**TASK PROMPT**:
Here is the listing. Print it exactly.

**INFORMATION SUPPLIED**:

PR #6648, opened 2019-06-12
allow windows service to set arbitrary environment variables

### LINKED ISSUE #6647: Not possible to set RUST_LOG to 'warn' for supervisor in windows service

**WRITTEN ANSWER**:
PR #6648, opened 2019-06-12
allow windows service to set arbitrary environment variables

### LINKED ISSUE #6647: Not possible to set RUST_LOG to 'warn' for supervisor in windows service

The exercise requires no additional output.